**INSTRUCTIONS FOR THE TASK:**
Without any omission, reproduce the records that follow.

**DATA FOR THIS EXERCISE:**
PR #1272, opened 2019-12-24
Return failure if no tests are run or ignored

### LINKED ISSUE #1262: Return error for zero run tests

vpod:
* Add helper function to `TestResult`
* Make `TestOutput` report error based on it
* Make `runAllTests()` return non-zero based on it

Fixes #1262

### DIFF
--- a/src/CppUTest/CommandLineTestRunner.cpp
+++ b/src/CppUTest/CommandLineTestRunner.cpp
@@ -113,8 +113,9 @@ int CommandLineTestRunner::runAllTests()
 {
     initializeTestRun();
     int loopCount = 0;
-    int failureCount = 0;
-    int repeat_ = arguments_->getRepeatCount();
+    int failedTestCount = 0;
+    int failedExecutionCount = 0;
+    int repeatCount = arguments_->getRepeatCount();
 
     if (arguments_->isListingTestGroupNames())
     {
@@ -139,17 +140,20 @@ int CommandLineTestRunner::runAllTests()
         output_->print("\n");
         srand(seed);
     }
-    while (loopCount++ < repeat_) {
+    while (loopCount++ < repeatCount) {
         if (shuffleEnabled)
         {
             registry_->shuffleRunOrder(rand_);
         }
-        output_->printTestRun(loopCount, repeat_);
+        output_->printTestRun(loopCount, repeatCount);
         TestResult tr(*output_);
         registry_->runAllTests(tr);
-        failureCount += tr.getFailureCount();
+        failedTestCount += tr.getFailureCount();
+        if (tr.isFailure()) {
+            failedExecutionCount++;
+        }
     }
-    return failureCount;
+    return failedTestCount != 0 ? failedTestCount : failedExecutionCount;
 }
 
 TestOutput* CommandLineTestRunner::createTeamCityOutput()
--- a/src/CppUTest/TestOutput.cpp
+++ b/src/CppUTest/TestOutput.cpp
@@ -146,12 +146,12 @@ void TestOutput::printTestsEnded(const TestResult& result)
 {
     print("\n");
     const bool isFailure = result.isFailure();
+    const int failureCount = result.getFailureCount();
     if (isFailure) {
         if (color_) {
             print("\033[31;1m");
         }
         print("Errors (");
-        const int failureCount = result.getFailureCount();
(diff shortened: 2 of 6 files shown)


src/CppUTest/CommandLineTestRunner.cpp
```diff
@@ -113,8 +113,9 @@ int CommandLineTestRunner::runAllTests()
 {
     initializeTestRun();
     int loopCount = 0;
-    int failureCount = 0;
-    int repeat_ = arguments_->getRepeatCount();
+    int failedTestCount = 0;
+    int failedExecutionCount = 0;
+    int repeatCount = arguments_->getRepeatCount();
```
vpod: This renaming from `repeat_` can be considered style preference, but aligning naming makes sense in my opinion. Also in this class names ending with underscore `_` are member variables, while local variables do not end with underscores.
If desired, I can roll back, but IMO the result will look odd with 3 variables using one convention and one using different convention.

vpod:
If (when?) new cpputest release is created, this change should be listed as significant/ breaking, I believe.

src/CppUTest/CommandLineTestRunner.cpp
basvodde: Makes sense, thanks!

src/CppUTest/TestOutput.cpp
```diff
@@ -145,14 +145,20 @@ void TestOutput::printCurrentGroupEnded(const TestResult& /*res*/)
...
         print("Errors (");
-        print(result.getFailureCount());
-        print(" failures, ");
+        const int failureCount = result.getFailureCount();
+        if (failureCount > 0) {
+            print(failureCount);
+            print(" failures, ");
+        }
+        else {
+            print("ran nothing, ");
```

**THE ANSWER:**
PR #1272, opened 2019-12-24
Return failure if no tests are run or ignored

### LINKED ISSUE #1262: Return error for zero run tests

vpod:
* Add helper function to `TestResult`
* Make `TestOutput` report error based on it
* Make `runAllTests()` return non-zero based on it

Fixes #1262

### DIFF
--- a/src/CppUTest/CommandLineTestRunner.cpp
+++ b/src/CppUTest/CommandLineTestRunner.cpp
@@ -113,8 +113,9 @@ int CommandLineTestRunner::runAllTests()
 {
     initializeTestRun();
     int loopCount = 0;
-    int failureCount = 0;
-    int repeat_ = arguments_->getRepeatCount();
+    int failedTestCount = 0;
+    int failedExecutionCount = 0;
+    int repeatCount = arguments_->getRepeatCount();
 
     if (arguments_->isListingTestGroupNames())
     {
@@ -139,17 +140,20 @@ int CommandLineTestRunner::runAllTests()
         output_->print("\n");
         srand(seed);
     }
-    while (loopCount++ < repeat_) {
+    while (loopCount++ < repeatCount) {
         if (shuffleEnabled)
         {
             registry_->shuffleRunOrder(rand_);
         }
-        output_->printTestRun(loopCount, repeat_);
+        output_->printTestRun(loopCount, repeatCount);
         TestResult tr(*output_);
         registry_->runAllTests(tr);
-        failureCount += tr.getFailureCount();
+        failedTestCount += tr.getFailureCount();
+        if (tr.isFailure()) {
+            failedExecutionCount++;
+        }
     }
-    return failureCount;
+    return failedTestCount != 0 ? failedTestCount : failedExecutionCount;
 }
 
 TestOutput* CommandLineTestRunner::createTeamCityOutput()
--- a/src/CppUTest/TestOutput.cpp
+++ b/src/CppUTest/TestOutput.cpp
@@ -146,12 +146,12 @@ void TestOutput::printTestsEnded(const TestResult& result)
 {
     print("\n");
     const bool isFailure = result.isFailure();
+    const int failureCount = result.getFailureCount();
     if (isFailure) {
         if (color_) {
             print("\033[31;1m");
         }
         print("Errors (");
-        const int failureCount = result.getFailureCount();
(diff shortened: 2 of 6 files shown)


src/CppUTest/CommandLineTestRunner.cpp
```diff
@@ -113,8 +113,9 @@ int CommandLineTestRunner::runAllTests()
 {
     initializeTestRun();
     int loopCount = 0;
-    int failureCount = 0;
-    int repeat_ = arguments_->getRepeatCount();
+    int failedTestCount = 0;
+    int failedExecutionCount = 0;
+    int repeatCount = arguments_->getRepeatCount();
```
vpod: This renaming from `repeat_` can be considered style preference, but aligning naming makes sense in my opinion. Also in this class names ending with underscore `_` are member variables, while local variables do not end with underscores.
If desired, I can roll back, but IMO the result will look odd with 3 variables using one convention and one using different convention.

vpod:
If (when?) new cpputest release is created, this change should be listed as significant/ breaking, I believe.

src/CppUTest/CommandLineTestRunner.cpp
basvodde: Makes sense, thanks!

src/CppUTest/TestOutput.cpp
```diff
@@ -145,14 +145,20 @@ void TestOutput::printCurrentGroupEnded(const TestResult& /*res*/)
...
         print("Errors (");
-        print(result.getFailureCount());
-        print(" failures, ");
+        const int failureCount = result.getFailureCount();
+        if (failureCount > 0) {
+            print(failureCount);
+            print(" failures, ");
+        }
+        else {
+            print("ran nothing, ");
```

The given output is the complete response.